Шелест почувствовал, как разгоняется для бешеного скачка его сердце. Он уже обо всем догадался, для этого совсем не обязательно было прибегать к телепатии. И он не хотел слышать того, что дальше собирался сказать Доноварр.
– Роды принимали монахи в присутствии личного врача. Повитухи, вопреки обыкновению, находились за дверью. Им передали на руки одного малыша. Мальчика назвали Ольмаром. Я получил ребенка и жену, орден Стирающий Лица – доступ к власти. Он был официально признан на всех уровнях истинно и единственно верно трактующим Откровение о Создателе. Так я сдержал в отношении их данное слово.
Монахи принялись распространять свое учение. И я не видел в нем угрозы, в свое время я изучал досконально их трактаты. И после я всегда держал под контролем все передвижения, все изменения… И, наверное, я слишком отвлекся на них, слишком. Это была ошибка. Я так сильно опасался затаенной угрозы внутри, что проморгал ее извне… А теперь я потерял моего первенца, и это убивает меня. Медленно и мучительно. И для меня не важно стало все остальное.

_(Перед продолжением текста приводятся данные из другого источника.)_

Issue #2123, opened 2023-03-27
Deploy a Pyth price service


avclarke:
https://github.com/pyth-network/pyth-crosschain/tree/main/price_service/server

We should be running our own price service as to not rely on the Pyth public service.

Once deployed we should hook up the frontend to try first connecting to our own service and then falling back to the Pyth public feed.

platschi:
@avclarke done and available at `https://price.kwenta.io`. 

You can rename this ticket to 'Implement self-hosted pyth price server' :)

platschi:
Would be good to be able to set a default price server via `.env` variable; in this case it is easy to switch servers in case the Kwenta one is offline one day. For example SNX runs one as well, and so on.

Default fallback should be the public Pyth server in case the default price server is not responsive.

PR #2320, opened 2023-05-05
Added kwenta own-hosted pyth server

LeifuChen:
## Description
1. Use public Pyth server as a fallback provider
2. Add environment variable `NEXT_PUBLIC_DEFAULT_PRICE_SERVICE=KWENTA` to activate the kwenta's pyth server
3. Add retry count and maximum retries 
4. When we hit the maximum retries for one server, keep switching to the other one until any one of them works

## Related issue
#2123


sdk/services/prices.ts
```diff
@@ -54,6 +58,18 @@ export default class PricesService {
...
+				if (this.retryCount < this.maxRetries) {
+					this.retryCount++;
+					setTimeout(() => {
+						this.pyth = new EvmPriceServiceConnection(getPythNetworkUrl(params.networkId, true), {
+							logger: LOG_WS ? console : undefined,
+						});
+					}, Math.pow(2, this.retryCount) * 1000);
+				} else {
+					logError(new Error('Maximum retries exceeded'));
+					// TODO: Take action when maximum retries are exceeded, e.g. update the operational status
```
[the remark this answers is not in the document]
LeifuChen: Good idea. Updated.

avclarke (dismissed):
Changes look good

sdk/services/prices.ts
```diff
@@ -219,6 +201,58 @@ export default class PricesService {
...
+		this.sdk.context.events.emit('prices_connection_update', {
+			connected: true,
+		});
+
+		return this.pyth;
+	}
+
+	private setEventListeners() {
+		this.sdk.context.events.on('network_changed', (params) => {
+			if (this.pyth) {
```
avclarke, line 223: I think we can move this part to the start of `connectToPyth`

sdk/services/prices.ts
```diff
@@ -219,6 +201,58 @@ export default class PricesService {
...
+			logger: LOG_WS ? console : undefined,
+		});
+
+		this.pyth.onWsError = (error) => this.retryConnection(networkId, error);
+
+		this.sdk.context.events.emit('prices_connection_update', {
+			connected: true,
+		});
+
+		return this.pyth;
```
avclarke, line 218: As this is private and the return object never used I think we can remove this return line

sdk/utils/futures.ts
```diff
@@ -406,8 +408,9 @@ export const POTENTIAL_TRADE_STATUS_TO_MESSAGE: { [key: string]: string } = {
 	INSUFFICIENT_FREE_MARGIN: `You don't have enough sUSD for this trade`,
 };
 
-export const getPythNetworkUrl = (networkId: NetworkId) => {
-	return networkId === 420 ? 'https://xc-testnet.pyth.network' : 'https://xc-mainnet.pyth.network';
+export const getPythNetworkUrl = (networkId: NetworkId, currentServer: PriceServer = 'KWENTA') => {
```
avclarke, line 411: I think we could rename `currentServer` to just `server` as current sort of implies what's being used now

sdk/services/prices.ts
```diff
@@ -219,6 +201,58 @@ export default class PricesService {
...
+			}
+		});
+	}
+
+	private retryConnection(networkId: NetworkId, error: Error) {
+		if (this.pyth) {
+			this.pyth.closeWebSocket();
+		}
+
+		this.sdk.context.events.emit('prices_connection_update', {
```
avclarke, line 241: I think we should move this to inside `onWsError` directly

sdk/services/prices.ts
LeifuChen: Yes. That's correct. Updated

sdk/services/prices.ts
LeifuChen: Done.

sdk/services/prices.ts
```diff
@@ -28,40 +28,22 @@ import * as sdkErrors from '../common/errors';
 
 const DEBUG_WS = false;
 const LOG_WS = process.env.NODE_ENV !== 'production' && DEBUG_WS;
+const PRICE_SERVER = process.env.NEXT_PUBLIC_DEFAULT_PRICE_SERVICE === 'KWENTA' ? 'KWENTA' : 'PYTH';
```
avclarke, line 31: nitpick but would be good to call this DEFAULT_PRICE_SERVER just so it's distinct from the variable price server

sdk/services/prices.ts
```diff
@@ -219,6 +201,70 @@ export default class PricesService {
...
+		this.sdk.context.events.on('prices_connection_update', (params) => {
+			if (params.connected) {
+				this.subscribeToPythPriceUpdates();
+			} else {
+				this.retryConnection(this.sdk.context.networkId);
+			}
+		});
+
+		if (this.pyth) {
+			this.pyth.onWsError = (error: Error) => {
```
avclarke, line 245: I think we need to make this call where the pyth instance is initialized otherwise if we create a new instance this setEventListeners would not have been called again and we won't get this onError callback.

avclarke (changes requested):

sdk/services/prices.ts
LeifuChen: Done

sdk/services/prices.ts
LeifuChen: Yes. That's true. Moved this to the `connectToPyth`.

sdk/services/prices.ts
LeifuChen: Yes. That's true. Moved this to the connectToPyth.

LeifuChen: Thanks. Updated.

LeifuChen: Thanks for the reminder. I have reverted the changes and missed this one in the redo. Corrected.

avclarke (dismissed):
Changes look good

platschi (approved):

platschi (approved):

PR #2332, opened 2023-05-11
Add exact liquidation price

Tburm:


sdk/contracts/PerpsV2MarketInternalV2.ts
```diff
@@ -404,6 +418,48 @@ class FuturesMarketInternal {
...
+
+		const prices = Array.from(Array(1001).keys()).map((x) =>
+			wei(approxLiquidationPrice)
+				.mul(1 + (x - 500) / 1000)
+				.toBN()
+		);
+
+		// start with initial margin
+		const margins = await Promise.all(
+			prices.map(async (price) => await this._marginPlusProfitFunding(position, price))
```
avclarke, line 438: I think for this one we can remove the async from the function and then remove the awaits here

platschi (approved):

Issue #2331, opened 2023-05-11
Bug: Stake buttons get stuck after failed tx


avclarke:
### Subject of the issue
When staking, if the user cancels the tx or the tx fails the button does not reset to active to allow the user to try again, it gets stuck in a disabled state until the page reloads.

PR #2333, opened 2023-05-11
Reset the status when the transaction fails to execute

LeifuChen:
## Description
When staking, if the user cancels the transaction or if the transaction fails, the button does not revert to an active state. This means the user cannot try again, and the button remains in a disabled state until the page reloads. The PR will reset the status when the transaction fails to execute.

## Related issue
#2331 

## How Has This Been Tested?
1. Click on the `stake` button and the button will be disabled
2. Reject the txn when the metamask pop-up
3. The `stake` button is active again


platschi (approved):
Tested and works good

Шелест прокрутил на пальце под перчаткой перстень. Руки у него дрожали, а в горле пересохло. Проведя несколько месяцев так близко к фронту, пресытившись смертью, людскими страхами и горестями, не раз и не два рисковавший собственной жизнью, монах никогда не испытывал такого чувства беспокойства и скорби, как сейчас.